## WHAT YOU NEED TO DO
Every record is to be returned as written, with no omissions.

## MATERIAL FOR THIS TASK
━━━━━━━━━━━━━━━━━━━━━━━━━━━━━━

PR #270, opened 2023-09-25
Fix for connector losing tablet list upon restart and RPC failures.

vaibhav-yb:
## Problem

1. If the connector restarts just one task, and if any tablet has been split, then chances are that we lose track of the tablet list after restart and we might start getting `RuntimeException` with a log message of the workaround saying that restarting the connector would solve it.
2. Intermittently, we get a `tablet=null` error while calling RPCs.

## Solution

1. Now if we see that any tablet is missing from the list, we simply call the API `GetTabletListToPollForCDC` again to get its children and we add them to the list. By moving this way, we recreate the proper tablet list to be polled for.
2. If we get a `tablet=null` error, we recreate `YBClient` and move ahead.

### DIFF
--- a/src/main/java/io/debezium/connector/yugabytedb/YugabyteDBSnapshotChangeEventSource.java
+++ b/src/main/java/io/debezium/connector/yugabytedb/YugabyteDBSnapshotChangeEventSource.java
@@ -55,7 +55,7 @@ public class YugabyteDBSnapshotChangeEventSource extends AbstractSnapshotChangeE
     private final YugabyteDBConnection connection;
 
     private final AsyncYBClient asyncClient;
-    private final YBClient syncClient;
+    private YBClient syncClient;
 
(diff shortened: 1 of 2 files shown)


src/main/java/io/debezium/connector/yugabytedb/YugabyteDBSnapshotChangeEventSource.java
```diff
@@ -592,6 +592,12 @@ protected SnapshotResult<YugabyteDBOffsetContext> doExecute(ChangeEventSourceCon
                        this.connectorConfig.maxConnectorRetries(), 
                        this.connectorConfig.connectorRetryDelayMs(), e);
 
+          if (e.toString().contains("tablet=null")) {
```
suranjan, line 595: Can't YBClient throw a different error in case of tablet=null?

suranjan (changes requested):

━━━━━━━━━━━━━━━━━━━━━━━━━━━━━━

## WRITTEN ANSWER
PR #270, opened 2023-09-25
Fix for connector losing tablet list upon restart and RPC failures.

vaibhav-yb:
## Problem

1. If the connector restarts just one task, and if any tablet has been split, then chances are that we lose track of the tablet list after restart and we might start getting `RuntimeException` with a log message of the workaround saying that restarting the connector would solve it.
2. Intermittently, we get a `tablet=null` error while calling RPCs.

## Solution

1. Now if we see that any tablet is missing from the list, we simply call the API `GetTabletListToPollForCDC` again to get its children and we add them to the list. By moving this way, we recreate the proper tablet list to be polled for.
2. If we get a `tablet=null` error, we recreate `YBClient` and move ahead.

### DIFF
--- a/src/main/java/io/debezium/connector/yugabytedb/YugabyteDBSnapshotChangeEventSource.java
+++ b/src/main/java/io/debezium/connector/yugabytedb/YugabyteDBSnapshotChangeEventSource.java
@@ -55,7 +55,7 @@ public class YugabyteDBSnapshotChangeEventSource extends AbstractSnapshotChangeE
     private final YugabyteDBConnection connection;
 
     private final AsyncYBClient asyncClient;
-    private final YBClient syncClient;
+    private YBClient syncClient;
 
(diff shortened: 1 of 2 files shown)


src/main/java/io/debezium/connector/yugabytedb/YugabyteDBSnapshotChangeEventSource.java
```diff
@@ -592,6 +592,12 @@ protected SnapshotResult<YugabyteDBOffsetContext> doExecute(ChangeEventSourceCon
                        this.connectorConfig.maxConnectorRetries(), 
                        this.connectorConfig.connectorRetryDelayMs(), e);
 
+          if (e.toString().contains("tablet=null")) {
```
suranjan, line 595: Can't YBClient throw a different error in case of tablet=null?

suranjan (changes requested):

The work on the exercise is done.